Lewis and Clark met in the early 1980s, and the duo charted a friendship course that lasted nearly four decades. The two hit it off early, finding commonalities like each having two kids of roughly the same ages.

“It was kind of cool that Dwight Clark was my pal,” Lewis recalled in 2018. “He felt the same way, and would call me his pal. On the phone he’d say ‘My pal, my pal.’”

They kept in touch long after fading from peak stardom. Clark was diagnosed with ALS in 2017, and shortly before his death in 2018, among the small group of friends to come visit him in Montana was Lewis, as a surprise to Clark.

“The smile on Clark’s face, I mean, oh my God,” Policy told Sports Illustrated.

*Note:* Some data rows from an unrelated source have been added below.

PR #23, opened 2018-04-26
Feature/suit 9003 Add tvOS element properties to JS API

JeKachan:


lib/constants/state.js
```diff
@@ -0,0 +1,13 @@
+const state = {
```
andriichumak: It's not clear from the name what this variable is about. Please, make naming more specific.

index.d.ts
```diff
@@ -67,6 +71,10 @@ declare namespace suitest {
 		VRC: VrcConstants;
 		VIDEO_STATE: VideoState;
 		VISIBILITY_STATE: VisibilityState;
+		CONTENT_MODE: ContentMode;
+		STATE: State;
```
andriichumak: Naming should be more specific for state.

lib/constants/state.js
JeKachan: tvOSElementState?

andriichumak: How about `elementState`?

andriichumak: Also, we should keep it consistent with other constants. E.g. there is `ELEMENT_PROPS` (not `elementProps`). Please update new constants to fit that naming convention

PR #24, opened 2018-04-26
Fix misleading error messages in JS API when device is not available

AntonSBilan:


AntonSBilan:
Locally all tests passing

andriichumak:
@AntonSBilan the one that fails is "should log successful result for child process". Do you see cirlceci report or should I add some rights for you?

AntonSBilan:
@andriichumak I checked it and locally it passing, it was a problem recently which was fixed, maybe it is a cache, but I do not have permissions to run cirlceci one more time and without cache

lib/texts.js
```diff
@@ -104,6 +104,9 @@ Did you forget an "await"? If that's by design, make sure you call .abandon() af
 List of non-executed chains:
 ${leaves}`,
 
+	// ws
+	'ws.err.deviceProblem': error => `${error} \nThere is might be some problem with device \nPlease check if it is available and boot sequence is set up correctly`,
```
andriichumak: Please drop the first sentence here, it should start with "Please check...".

lib/api/webSockets.js
```diff
@@ -70,6 +70,10 @@ function handleResponse(msg) {
 			}); // resolve chain requests
 		} else if (res.result === 'success') {
 			req.resolve(res);
+		} else if (res.error && res.error.match(/device/igm)) {
```
andriichumak: I don't like detecting error type by searching keywords. How does `res` look? Is there some code? There should be at least a definite way to separate Suitest-produced error from network error.

AntonSBilan: @andriichumak  response is
```
{
  "messageId": "50b31530-4938-11e8-a6b0-15fec0ed97af",
  "content": {
    "result": "error",
    "error": "Device is disabled"
  }
}
```

andriichumak: OK, then make it SuitestError.UNKNOWN_ERROR with message from "Device is disabled".
WS error must appear only when network problem occurs. E.g. on "error" event in webSocket.js file.

lib/api/webSockets.js
```diff
@@ -70,6 +70,10 @@ function handleResponse(msg) {
...
+			// res.error can be Device is disabled, No device is available for test running ...
+			// some problem with device reject with appropriate msg
+			req.reject(new SuitestError(texts['ws.err.deviceProblem'](res.error), SuitestError.WS_ERROR));
 		} else {
 			req.reject(new SuitestError(texts.wsNotConnected() + (res.error ? ` ${res.error}.` : ''), SuitestError.WS_ERROR));
```
givehug: I think this line is wrong in general. We are throwing `WebSocket connection with Suitest server is not established` on any server response with error. Shouldn't we only display `texts.wsNotConnected()` on `ws.error`? And for any server response with error we could just use message from `content.error`.

andriichumak:
@AntonSBilan  please check pipelines. Does it fail due to UT instability or there is actually wrong UTs.

AntonSBilan:
@andriichumak there some changes required to ut, due to changes to websockets.js, I'm on it, please do not merge it yet

PR #25, opened 2018-04-27
replace real calls with mocks

AntonSBilan:


andriichumak:
@AntonSBilan I understand this mocks are for test launcher only, right? What about lib itself? Can we drop server there as well?

AntonSBilan:
@andriichumak Mocks used everywhere, we can drop testServer or replace it with mockedTestServer, I left it just in case we will need it in future

andriichumak:
@AntonSBilan please drop / replace it completely.

PR #27, opened 2018-05-02
Improve test launcher device logs

AntonSBilan:


lib/testLauncher/SuitestLauncher.js
```diff
@@ -68,8 +78,12 @@ class SuitestLauncher {
 							code,
 						}));
 
-					followChildProcess(child, line => {
-						devicesLogs[device.deviceId].push(line);
+					followChildProcess(child, (msg, type) => {
+						ws && ws.write('\n' + msg);
```
JeKachan: @andriichumak @givehug should we use platform depended line separators (os.EOL) instead of '\n'?

lib/testLauncher/SuitestLauncher.js
```diff
@@ -59,7 +59,17 @@ class SuitestLauncher {
 						},
 					};
 
-					log.startOnDevice(device.deviceId, this.restArgs.join(' '));
+					let ws = null;
```
givehug: I would rename  `ws` to `writeStream` for readability.

lib/testLauncher/launcherLogger.js
```diff
@@ -37,7 +40,7 @@ const launcherLogger = {
 function deviceLines(devicesLines, deviceId) {
 	launcherLogger._('');
 	launcherLogger._(`Test started on device: ${deviceId.slice(0, 8)}`);
-	devicesLines.forEach(log => launcherLogger._(log, deviceId));
+	devicesLines.forEach((log) => launcherLogger[log.type](log.msg, deviceId));
```
JeKachan: why here brackets around log?

lib/testLauncher/launcherLogger.js
```diff
@@ -102,6 +114,39 @@ function createTestPack() {
...
+	const pathToFile = path + `/${deviceId}.log`;
+
+	if (fs.existsSync(pathToFile)) {
+		fs.unlinkSync(pathToFile);
+	}
+
+	return fs.createWriteStream(path + `/${deviceId}.log`, {flags: 'ax'});
+}
+
+function mkDirByPathSync(targetDir) {
```
givehug: I would extract this to utils folder, add some unit test if not fully covered.

lib/testLauncher/launcherLogger.js
```diff
@@ -102,6 +114,39 @@ function createTestPack() {
 	launcherLogger._(stColors.mild('Creating test pack run...'));
 }
 
+function createWriteStream(path, deviceId) {
+	const pathToFile = path + `/${deviceId}.log`;
```
JeKachan: please use path separators depended on platform or normalize paths via "path" module.

lib/testLauncher/SuitestLauncher.js
```diff
@@ -59,7 +59,17 @@ class SuitestLauncher {
...
+
+					try {
+						ws = log.startOnDevice(device.deviceId, this.restArgs.join(' '), logDir);
+					} catch (e) {
```
givehug: @andriichumak , @JeKachan, @AntonSBilan  I'm thinking whether we should exit process with 1 code if writing to logs file was unsuccessful or just log some warning?

lib/texts.js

Lewis help begin a Chiefs tradition

In 1993, Lewis sang the national anthem before Montana’s home debut, and apparently started an Arrowhead Stadium tradition. From the Kansas City Star:

With a crowd of 78,453 on hand, the largest in more than 20 years at Arrowhead, Lewis put an exclamation point on his rendition with “home of the CHIEFS!”

Best as anyone, including Chiefs historian Bob Moore, can seem to sort out, with that the tradition was born.

Still, it’s the 49ers most associated with Lewis, and for good reason. Huey Lewis and the News’ first gold record was Picture This, which was released Jan. 29, 1982, just five days after Montana and the 49ers won their first Super Bowl. The band had five straight gold records, including three that went platinum. Their most famous album is literally called Sports.

Today, Lewis says his hearing loss from Meniere’s Disease has greatly impairing his ability to sing and that the band’s next album may be his last. Fittingly, that album comes out in February, soon after the 49ers and Chiefs meet in the Super Bowl.